BROOKLYN, N.Y. - Jeremiah Aviles and Sharina Doyle have been living in a hotel in Williamsburg, Brooklyn for three weeks.


What You Need To Know

  • Earlier this month we told you about a couple forced to find new housing because of a vacate order. Searching for an affordable place to live is never easy in the city, but it is especially hard in a pandemic

  • Now, a Sunset Park couple is going through a similar experience. They called the city for help with their landlord not fixing a water leak and mold, only to find that they were living in an illegal apartment
  • That couple lost their jobs during the pandemic and savings to displacement. They are now stuck in a hotel and unable to afford a new lease

“It’s intense,” said Doyle.

“We’re tired. I’m tired,” said Aviles.

Most of their belongings are in storage in Sunset Park, they do their laundry at a friend’s place in Bedford Stuyvesant and to save money they cook at another pal’s apartment in Harlem.

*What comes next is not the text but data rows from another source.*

PR #3251, opened 2026-08-12
fix: force re-authentication at the IdP so logout takes effect

oguzkilcan:
Logging out of Omni destroys Omni's session but it doesn't destroy IdP's session unless explicit configuration is there (Single Logout for SAML, manually configuring via logoutURL for OIDC). User is then redirected to home page, which starts auth process again, since user's IdP session is still available, user is automatically logged back in. This prevents keeping user logged out as well as being able to switch between accounts.

Now Omni asks for re-authentication after logout. So users logging out of Omni get the same treatment of unauthenticated user opening Omni home page for the first time.

### DIFF
--- a/frontend/e2e/saml/auth.spec.ts
+++ b/frontend/e2e/saml/auth.spec.ts
@@ -34,12 +34,16 @@ test('Auth flow', async ({ page }) => {
   })
 
   await test.step('Logout', async () => {
+    // Keycloak answering the LogoutRequest is what proves Single Logout ran, and it has to be watched for
+    // rather than inferred from the login form: every login now carries ForceAuthn, so that form appears
+    // whether or not the IdP session was ended.
+    const logoutResponse = page.waitForRequest((request) => request.url().includes('/saml/slo'))
+
     await page.getByRole('button', { name: 'user actions' }).click()
     await page.getByRole('menuitem', { name: 'Log Out' }).click()
 
-    // Landing back on the login form means Single Logout ended the Keycloak session too.
-    // If the LogoutRequest had been rejected, Keycloak would answer the next /login
-    // redirect from its own SSO cookie and drop us straight back on the home page.
+    await logoutResponse
+
     await expect(page.getByRole('heading', { name: 'Sign in to your account' })).toBeVisible()
   })
 })
--- a/internal/backend/saml/saml_test.go
+++ b/internal/backend/saml/saml_test.go
@@ -6,20 +6,27 @@
 package saml_test
 
 import (
+	"bytes"
+	"compress/flate"
 	"encoding/base64"
 	"encoding/json"
+	"io"
 	"net/http"
 	"net/http/httptest"
 	"net/url"
 	"strings"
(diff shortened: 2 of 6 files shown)


frontend/e2e/saml/auth.spec.ts
```diff
@@ -34,12 +34,16 @@ test('Auth flow', async ({ page }) => {
   })
 
   await test.step('Logout', async () => {
+    // Keycloak answering the LogoutRequest is what proves Single Logout ran, and it has to be watched for
+    // rather than inferred from the login form: every login now carries ForceAuthn, so that form appears
+    // whether or not the IdP session was ended.
+    const logoutResponse = page.waitForRequest((request) => request.url().includes('/saml/slo'))
```
Slessi, line 40: its not great to assert things like this, we should assert user visible behaviour

why is asserting that we are shown login screen again not enough?

oguzkilcan: Because it's testing whether that SAML provider configured Single Logout. When Single Logout is configured, after user initiates logout Omni cleans up user session and redirects the browser to IdP's SingleLogout endpoint, after that IdP logs out user from itself and redirects the browser to Omni `omni.url/saml/slo`. When Single Logout is not configured this redirect cycle doesn't happen.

“I’m exhausted,” said Doyle, “I’m stressed because this is affecting my health.”

“You don’t know where you’re going to wake up,” said Aviles.

Their ordeal began last month in their Sunset Park apartment when they contacted the city because the landlord wouldn’t fix a water leak and growing mold. City inspectors came and ended up kicking the couple out, who had been living together there for more than five years.

“In such a haste,” Doyle explained how city officials handled the situation.  

The city said it “issued a vacate order after finding they were living in an unsafe attic apartment that would put them in imminent danger during a fire.”

The city routinely issues such vacate orders when it finds people living in unsafe conditions, but it seems fewer of them have been issued during the pandemic.

The Red Cross says from March 22 to Aug 3, it helped 123 families who were ordered to vacate their homes.  That’s just a quarter of the 475 families who had to be helped in the same period last year

Doyle and Aviles blame their eviction on lies they say the landlord told them for years.

NY1’s Michael Herzenberg knocked on the landlord’s door and asked the person inside, “Do you owe anything to your tenants for renting them an illegal apartment?”

There was someone home, but they didn’t answer.

“Someone needs to take responsibility,” said Aviles “we didn't do anything wrong.”

They say added expenses from the displacement on top of losing their jobs to the pandemic and losing loved ones to COVID-19 make this an overwhelming ordeal.  They say they can’t afford to sign a new lease and that city programs that could help are mired in red tape.

“I’m getting a run around,” said Doyle, “I’m getting thrown to the side. I am getting, ‘I’ll get back to you,’ I’m getting, ‘call his number, call that number, sorry can’t help you.’

“The city has this illusion of concern for the residence of New York,” she said.

To be fair, the city does pay for the emergency hotel stays and while normally it’s just for a couple of nights, it has extended this couple’s stay until the end of the month because of the pandemic.

But with no income and no savings left they don’t know what they’ll do after that.